● **Task brief**
Read through the entries below and copy each line where "opened" turns up.

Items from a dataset
PR #183, opened 2022-09-15
feat: allow templates in baseURL for openapi

jensneuse:


packages/sdk/src/v2openapi/index.ts
```diff
@@ -674,10 +700,14 @@ class RESTApiBuilder {
...
 		}
 		const secure = this.spec.servers.find((server) => server.url.startsWith('https'));
-		if (secure) {
-			return secure.url;
-		}
-		return this.spec.servers[0].url;
+		return secure ? secure.url : this.spec.servers[0].url;
+	};
+	private cleanupBaseURL = (url: string): string => {
+		return url.replace(/{[a-zA-Z]+}/, (str) => {
```
StarpTech, line 706: This will fail `{ tld }` (spaces)

packages/sdk/src/v2openapi/index.ts
```diff
@@ -48,6 +48,7 @@ import {
 	applyNameSpaceToTypeFields,
 } from '../definition/namespacing';
 import { mapInputVariable } from '../configure';
+import { resolveConfigurationVariable } from '../../dist/configure/variables';
```
StarpTech, line 51: You cant reference to dist :smile:

packages/sdk/src/v2openapi/index.ts
```diff
@@ -226,6 +245,8 @@ class RESTApiBuilder {
 			ChildNodes: [],
 			Directives: [],
 		});
+		const baseURL = resolveConfigurationVariable(this.dataSources[this.dataSources.length - 1].Custom.Fetch.baseUrl!);
```
StarpTech, line 248: We should throw an error when the user passes `new EnvironmentVariables` in combination with base URL variables.

StarpTech (changes requested):

packages/sdk/src/v2openapi/index.ts
jensneuse: that's ok, it's invalid. we can add validation later

StarpTech (changes requested):
Could you also update the docs?

StarpTech (approved):
LGTM

PR #187, opened 2022-09-16
chore: switch baseURL to be string

jensneuse:


packages/protobuf/wgpb/wundernode_config.ts
```diff
@@ -857,7 +857,7 @@ export interface FetchConfiguration {
 	 */
 	urlEncodeBody: boolean;
 	mTLS: MTLSConfiguration | undefined;
-	baseUrl: ConfigurationVariable | undefined;
+	baseUrl: string;
```
StarpTech, line 860: baseURL is required now?

StarpTech (changes requested):

packages/protobuf/wgpb/wundernode_config.ts
jensneuse: No

StarpTech (approved):
LGTM

packages/protobuf/wgpb/wundernode_config.ts
jensneuse: In the generated config, it can be empty string. In the user submitted config, it can be optional (undefined).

● **Exercise solution**
PR #183, opened 2022-09-15
PR #187, opened 2022-09-16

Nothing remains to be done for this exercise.